** Exercise objective **
Pull every line containing "options" from the listing below.

··· Dataset records

PR #127, opened 2014-01-10
fixes #3991 - dnscmd provider for smart-proxy (Windows)

mmatuska:
nsupdate against a Microsoft DNS server does not create static records. This causes DNS entries to be scavenged if aging is turned on. A dnscmd provider running on a Windows host (similar to MS DHCP) can use the dnscmd command to create/remove static entries.

### DIFF
--- a/lib/proxy/dns/dnscmd.rb
+++ b/lib/proxy/dns/dnscmd.rb
@@ -1,0 +1,133 @@
+require "proxy/dns"
+require 'resolv'
+require 'checks'
+require 'rubygems' if USE_GEMS
+require 'win32/open3'
+
+module Proxy::DNS
+  class Dnscmd < Record
+
+    include Proxy::Log
+    include Proxy::Util
+    attr_reader :resolver
+
+    def initialize options = {}
+      super(options)
+    end
+
+    # create({ :fqdn => "node01.lab", :value => "192.168.100.2"}
+    # create({ :fqdn => "node01.lab", :value => "3.100.168.192.in-addr.arpa",
+    #          :type => "PTR"}
+    def create
+      @resolver = Resolv::DNS.new(:nameserver => @server)
+      case @type
+      when "A"
+        if ip = dns_find(@fqdn)
+          raise(Proxy::DNS::Collision, "#{@fqdn} is already used by #{ip}") unless ip == @value
+        else
+          zone = @fqdn.sub(/[^.]+./,'')
+          msg = "Added DNS entry #{@fqdn} => #{@value}"
+          cmd = "/RecordAdd #{zone} #{@fqdn}. A #{@value}"
+          execute(cmd, msg)
+        end
+      when "PTR"
+        if name = dns_find(@value)
+          raise(Proxy::DNS::Collision, "#{@value} is already used by #{name}") unless name == @fqdn
+        else
+          # TODO: determine reverse zone names
+          #
+          # zone = nil
+          # msg = "Added reverse DNS entry #{@value} => #{@fqdn}"
+          # data = @value.split(".")
+          # if data[3].eql?("10")
+          #   zone = "10.in-addr.arpa"
+          # end
+          # return nil if zone.nil?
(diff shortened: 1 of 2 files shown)


lib/proxy/dns/dnscmd.rb
```diff
@@ -0,0 +1,133 @@
...
+          zone = @fqdn.sub(/[^.]+./,'')
+          msg = "Added DNS entry #{@fqdn} => #{@value}"
+          cmd = "/RecordAdd #{zone} #{@fqdn}. A #{@value}"
+          execute(cmd, msg)
+        end
+      when "PTR"
+        if name = dns_find(@value)
+          raise(Proxy::DNS::Collision, "#{@value} is already used by #{name}") unless name == @fqdn
+        else
+          # TODO: determine reverse zone names
```
lzap, line 37: Thanks, this might be a new proxy issue instead of TODO line.

lib/proxy/dns/dnscmd.rb
```diff
@@ -0,0 +1,133 @@
...
+        return true
+      end
+    end
+
+    private
+
+    def execute cmd, msg=nil, error_only=false
+      tsecs = 5
+      response = nil
+      interpreter = SETTINGS.x86_64 ? 'c:\windows\sysnative\cmd.exe' : 'c:\windows\system32\cmd.exe'
```
lzap, line 84: Can't we detect this automatically?

Also, I am missing settings.yaml.example changes. Please add sane examples then.

lib/proxy/dns/dnscmd.rb
```diff
@@ -0,0 +1,133 @@
...
+      command  = interpreter + ' /c c:\Windows\System32\dnscmd.exe ' + "#{@server} #{cmd}"
```
lzap, line 85: No escaping for shell?

lib/proxy/dns/dnscmd.rb
mmatuska, line 84: I have reused code from:
https://github.com/theforeman/smart-proxy/blob/develop/lib/proxy/dhcp/server/native_ms.rb
If you want things different (better) I suggest it gets unified and/or updated in both locations

lib/proxy/dns/dnscmd.rb
mmatuska, line 85: Same as my previous comment, code reused from here:
https://github.com/theforeman/smart-proxy/blob/develop/lib/proxy/dhcp/server/native_ms.rb

lib/proxy/dns/dnscmd.rb
mmatuska, line 37: I think this will be expensive - you have to scan all reverse zones and search for the (closest) match. This will require a lot of command calls and parsing. You simply do not now how the zones is named - the zones may be created using any subnet rules.

A possibility would be to include the zones in the configuration file a similar way you can restrict subnets in native_ms dhcp.

lib/proxy/dns/dnscmd.rb
lzap, line 85: If I read the code correctly, the proxy server is vulnerable to Windows shell code injection at the moment if native_ms implementation is configured. The same for the new implementation. I am fine with all the other minor remarks I had, but I vote for fixing this using the same patter (escape_for_shell methods) as we do for UNIX here and in native_ms. One small method to be used in both implementation. That would be nice.

lib/proxy/dns/dnscmd.rb
domcleal, line 37: Filed as http://projects.theforeman.org/issues/4025

lib/proxy/dns/dnscmd.rb
domcleal, line 85: Filed as http://projects.theforeman.org/issues/4026

domcleal:
Thanks @mmatuska, merged as 168ee4e for Foreman 1.4.0.  I've filed the issues discussed above as new redmines so we can work on them at a later date - this change is relatively independent from any other code, so I'd prefer to get it into the upcoming release all things considered.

······

** Task answer **
+    def initialize options = {}
+      super(options)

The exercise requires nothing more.